* [Your assignment]
Pull out every line below containing the word "Installation".

____

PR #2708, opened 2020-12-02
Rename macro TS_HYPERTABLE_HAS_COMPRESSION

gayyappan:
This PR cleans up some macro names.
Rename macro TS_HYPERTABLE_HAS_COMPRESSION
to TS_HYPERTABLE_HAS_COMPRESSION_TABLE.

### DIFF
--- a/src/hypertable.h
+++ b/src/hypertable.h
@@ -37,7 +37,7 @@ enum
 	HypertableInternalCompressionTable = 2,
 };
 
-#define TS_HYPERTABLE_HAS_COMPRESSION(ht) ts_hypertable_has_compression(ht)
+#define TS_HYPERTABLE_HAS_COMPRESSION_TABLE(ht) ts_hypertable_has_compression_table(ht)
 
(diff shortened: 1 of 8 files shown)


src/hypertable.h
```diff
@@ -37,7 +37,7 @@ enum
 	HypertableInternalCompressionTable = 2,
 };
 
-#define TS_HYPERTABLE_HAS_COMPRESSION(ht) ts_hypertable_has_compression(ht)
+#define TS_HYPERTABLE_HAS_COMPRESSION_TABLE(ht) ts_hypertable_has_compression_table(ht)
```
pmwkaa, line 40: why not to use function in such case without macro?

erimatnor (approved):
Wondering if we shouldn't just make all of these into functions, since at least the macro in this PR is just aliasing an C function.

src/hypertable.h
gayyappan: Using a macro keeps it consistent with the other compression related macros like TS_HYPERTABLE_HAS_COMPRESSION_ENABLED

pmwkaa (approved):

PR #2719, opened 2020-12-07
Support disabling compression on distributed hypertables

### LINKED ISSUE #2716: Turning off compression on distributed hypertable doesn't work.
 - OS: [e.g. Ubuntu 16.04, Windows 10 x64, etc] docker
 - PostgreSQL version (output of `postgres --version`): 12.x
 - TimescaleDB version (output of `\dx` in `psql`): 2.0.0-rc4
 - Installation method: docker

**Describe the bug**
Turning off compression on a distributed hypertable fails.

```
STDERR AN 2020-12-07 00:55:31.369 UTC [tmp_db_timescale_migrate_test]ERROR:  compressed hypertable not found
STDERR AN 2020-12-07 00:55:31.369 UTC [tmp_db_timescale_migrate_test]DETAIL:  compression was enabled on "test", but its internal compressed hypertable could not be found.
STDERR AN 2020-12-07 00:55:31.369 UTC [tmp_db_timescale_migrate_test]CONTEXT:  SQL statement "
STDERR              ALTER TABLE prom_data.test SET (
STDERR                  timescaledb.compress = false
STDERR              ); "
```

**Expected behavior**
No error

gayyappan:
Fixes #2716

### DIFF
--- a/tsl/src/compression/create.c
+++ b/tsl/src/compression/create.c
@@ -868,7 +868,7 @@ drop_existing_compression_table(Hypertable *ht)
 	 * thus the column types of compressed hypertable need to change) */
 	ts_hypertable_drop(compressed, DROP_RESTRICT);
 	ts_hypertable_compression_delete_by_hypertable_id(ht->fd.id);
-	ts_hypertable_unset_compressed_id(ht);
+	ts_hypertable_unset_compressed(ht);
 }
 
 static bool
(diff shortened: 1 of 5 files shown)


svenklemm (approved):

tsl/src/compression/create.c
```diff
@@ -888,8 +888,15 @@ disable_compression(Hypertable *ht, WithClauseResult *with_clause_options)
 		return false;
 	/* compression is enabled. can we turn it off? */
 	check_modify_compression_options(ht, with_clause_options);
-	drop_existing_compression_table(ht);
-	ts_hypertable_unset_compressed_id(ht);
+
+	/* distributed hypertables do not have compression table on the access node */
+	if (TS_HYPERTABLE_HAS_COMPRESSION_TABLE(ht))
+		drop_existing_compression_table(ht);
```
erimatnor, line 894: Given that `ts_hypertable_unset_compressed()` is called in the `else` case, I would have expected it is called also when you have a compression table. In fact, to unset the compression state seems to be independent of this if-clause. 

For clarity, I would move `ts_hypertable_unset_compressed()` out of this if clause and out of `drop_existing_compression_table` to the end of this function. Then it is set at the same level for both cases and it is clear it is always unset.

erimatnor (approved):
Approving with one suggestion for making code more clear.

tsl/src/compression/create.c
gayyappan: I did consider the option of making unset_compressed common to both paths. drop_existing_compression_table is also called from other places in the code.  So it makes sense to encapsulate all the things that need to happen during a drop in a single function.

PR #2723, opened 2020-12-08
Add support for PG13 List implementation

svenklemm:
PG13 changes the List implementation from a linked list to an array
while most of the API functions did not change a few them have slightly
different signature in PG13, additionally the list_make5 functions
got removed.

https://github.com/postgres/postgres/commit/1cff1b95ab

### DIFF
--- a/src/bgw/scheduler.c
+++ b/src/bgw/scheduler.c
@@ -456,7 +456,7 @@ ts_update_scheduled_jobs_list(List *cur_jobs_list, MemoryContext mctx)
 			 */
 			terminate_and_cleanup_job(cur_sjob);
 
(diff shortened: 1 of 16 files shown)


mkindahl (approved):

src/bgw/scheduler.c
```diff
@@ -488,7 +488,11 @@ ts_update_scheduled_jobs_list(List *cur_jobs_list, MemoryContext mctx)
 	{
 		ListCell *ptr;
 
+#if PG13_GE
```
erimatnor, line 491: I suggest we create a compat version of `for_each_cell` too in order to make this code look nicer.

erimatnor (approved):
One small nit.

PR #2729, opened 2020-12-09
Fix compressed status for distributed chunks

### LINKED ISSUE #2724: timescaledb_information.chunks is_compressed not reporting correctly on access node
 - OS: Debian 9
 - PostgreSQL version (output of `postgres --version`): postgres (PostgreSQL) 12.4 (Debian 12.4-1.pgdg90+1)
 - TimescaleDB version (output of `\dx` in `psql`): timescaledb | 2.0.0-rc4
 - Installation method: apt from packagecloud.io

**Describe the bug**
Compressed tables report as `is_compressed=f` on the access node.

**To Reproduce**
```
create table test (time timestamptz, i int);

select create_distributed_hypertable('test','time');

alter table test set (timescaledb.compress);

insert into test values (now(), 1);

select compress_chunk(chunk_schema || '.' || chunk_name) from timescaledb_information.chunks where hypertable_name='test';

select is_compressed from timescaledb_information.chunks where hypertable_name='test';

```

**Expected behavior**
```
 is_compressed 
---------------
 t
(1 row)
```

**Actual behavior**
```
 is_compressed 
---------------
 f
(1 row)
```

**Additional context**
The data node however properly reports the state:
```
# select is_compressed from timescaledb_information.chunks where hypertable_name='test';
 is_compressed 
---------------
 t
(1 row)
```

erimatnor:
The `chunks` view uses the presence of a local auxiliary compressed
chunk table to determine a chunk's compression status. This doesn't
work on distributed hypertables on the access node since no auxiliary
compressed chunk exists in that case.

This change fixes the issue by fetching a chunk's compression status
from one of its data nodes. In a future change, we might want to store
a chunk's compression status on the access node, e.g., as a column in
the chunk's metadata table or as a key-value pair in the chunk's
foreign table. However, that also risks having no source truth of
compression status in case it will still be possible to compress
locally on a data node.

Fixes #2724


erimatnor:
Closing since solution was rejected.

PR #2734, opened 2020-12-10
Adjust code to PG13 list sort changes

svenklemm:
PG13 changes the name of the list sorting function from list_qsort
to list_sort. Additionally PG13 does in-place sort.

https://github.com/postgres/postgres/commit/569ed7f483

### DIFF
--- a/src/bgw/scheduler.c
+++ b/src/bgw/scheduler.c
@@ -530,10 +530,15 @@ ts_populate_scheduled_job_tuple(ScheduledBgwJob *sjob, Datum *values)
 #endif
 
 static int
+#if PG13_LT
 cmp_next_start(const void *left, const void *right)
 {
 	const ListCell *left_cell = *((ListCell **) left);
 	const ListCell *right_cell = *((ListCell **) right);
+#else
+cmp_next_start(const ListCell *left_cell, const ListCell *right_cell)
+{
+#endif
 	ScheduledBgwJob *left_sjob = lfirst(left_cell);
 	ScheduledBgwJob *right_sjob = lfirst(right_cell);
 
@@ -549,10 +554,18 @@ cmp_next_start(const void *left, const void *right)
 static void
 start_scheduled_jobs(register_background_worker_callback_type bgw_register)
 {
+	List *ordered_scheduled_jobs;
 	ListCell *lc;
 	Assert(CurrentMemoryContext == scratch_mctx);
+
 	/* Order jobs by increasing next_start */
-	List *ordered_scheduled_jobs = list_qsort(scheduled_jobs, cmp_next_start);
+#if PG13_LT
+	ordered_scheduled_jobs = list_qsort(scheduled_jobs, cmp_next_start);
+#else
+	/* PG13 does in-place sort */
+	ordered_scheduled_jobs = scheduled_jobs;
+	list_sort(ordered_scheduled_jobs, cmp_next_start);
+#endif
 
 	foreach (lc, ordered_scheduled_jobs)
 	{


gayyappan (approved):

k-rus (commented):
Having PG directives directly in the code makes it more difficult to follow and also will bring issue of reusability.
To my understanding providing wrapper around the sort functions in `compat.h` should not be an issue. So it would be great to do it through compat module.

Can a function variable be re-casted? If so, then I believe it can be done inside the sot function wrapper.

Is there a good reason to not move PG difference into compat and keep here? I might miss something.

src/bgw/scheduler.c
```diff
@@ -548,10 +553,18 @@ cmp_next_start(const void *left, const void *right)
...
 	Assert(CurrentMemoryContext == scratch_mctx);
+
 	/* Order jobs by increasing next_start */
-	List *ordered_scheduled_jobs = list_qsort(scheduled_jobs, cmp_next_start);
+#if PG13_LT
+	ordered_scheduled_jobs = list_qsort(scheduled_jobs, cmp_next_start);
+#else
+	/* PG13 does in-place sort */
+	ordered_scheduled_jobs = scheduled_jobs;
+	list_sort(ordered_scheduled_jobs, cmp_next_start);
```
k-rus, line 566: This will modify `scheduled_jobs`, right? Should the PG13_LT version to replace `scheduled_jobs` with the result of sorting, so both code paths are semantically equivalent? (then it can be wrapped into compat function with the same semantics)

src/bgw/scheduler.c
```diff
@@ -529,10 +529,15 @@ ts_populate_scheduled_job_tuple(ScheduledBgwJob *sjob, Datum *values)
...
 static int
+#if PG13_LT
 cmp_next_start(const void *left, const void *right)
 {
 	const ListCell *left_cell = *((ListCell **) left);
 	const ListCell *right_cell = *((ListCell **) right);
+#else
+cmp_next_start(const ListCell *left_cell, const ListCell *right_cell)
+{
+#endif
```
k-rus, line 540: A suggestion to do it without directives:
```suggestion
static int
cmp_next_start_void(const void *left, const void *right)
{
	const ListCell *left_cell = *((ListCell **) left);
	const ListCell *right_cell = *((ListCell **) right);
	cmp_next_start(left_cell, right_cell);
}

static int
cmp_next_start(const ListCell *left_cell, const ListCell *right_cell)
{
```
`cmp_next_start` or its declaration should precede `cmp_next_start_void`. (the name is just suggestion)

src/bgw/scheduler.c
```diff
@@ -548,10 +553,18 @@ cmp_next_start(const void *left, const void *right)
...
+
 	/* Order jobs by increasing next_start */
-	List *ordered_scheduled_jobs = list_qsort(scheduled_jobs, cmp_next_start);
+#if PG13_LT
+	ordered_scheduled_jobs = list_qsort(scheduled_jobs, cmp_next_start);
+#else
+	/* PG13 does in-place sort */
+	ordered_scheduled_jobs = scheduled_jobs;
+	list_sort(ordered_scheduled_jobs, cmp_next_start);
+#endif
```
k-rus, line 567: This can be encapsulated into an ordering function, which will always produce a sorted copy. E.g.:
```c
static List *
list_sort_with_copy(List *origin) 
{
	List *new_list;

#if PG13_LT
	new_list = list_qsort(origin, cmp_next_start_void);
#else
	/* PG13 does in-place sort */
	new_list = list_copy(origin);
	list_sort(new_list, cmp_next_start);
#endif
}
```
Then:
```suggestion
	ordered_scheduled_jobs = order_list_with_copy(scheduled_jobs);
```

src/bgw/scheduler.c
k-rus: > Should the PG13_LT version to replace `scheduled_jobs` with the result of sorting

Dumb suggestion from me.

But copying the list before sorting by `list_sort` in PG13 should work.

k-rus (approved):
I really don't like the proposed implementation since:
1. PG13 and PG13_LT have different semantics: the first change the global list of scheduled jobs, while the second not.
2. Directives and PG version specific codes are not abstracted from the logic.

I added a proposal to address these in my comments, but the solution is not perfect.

____

* [Solved problem]
 - Installation method: docker
 - Installation method: apt from packagecloud.io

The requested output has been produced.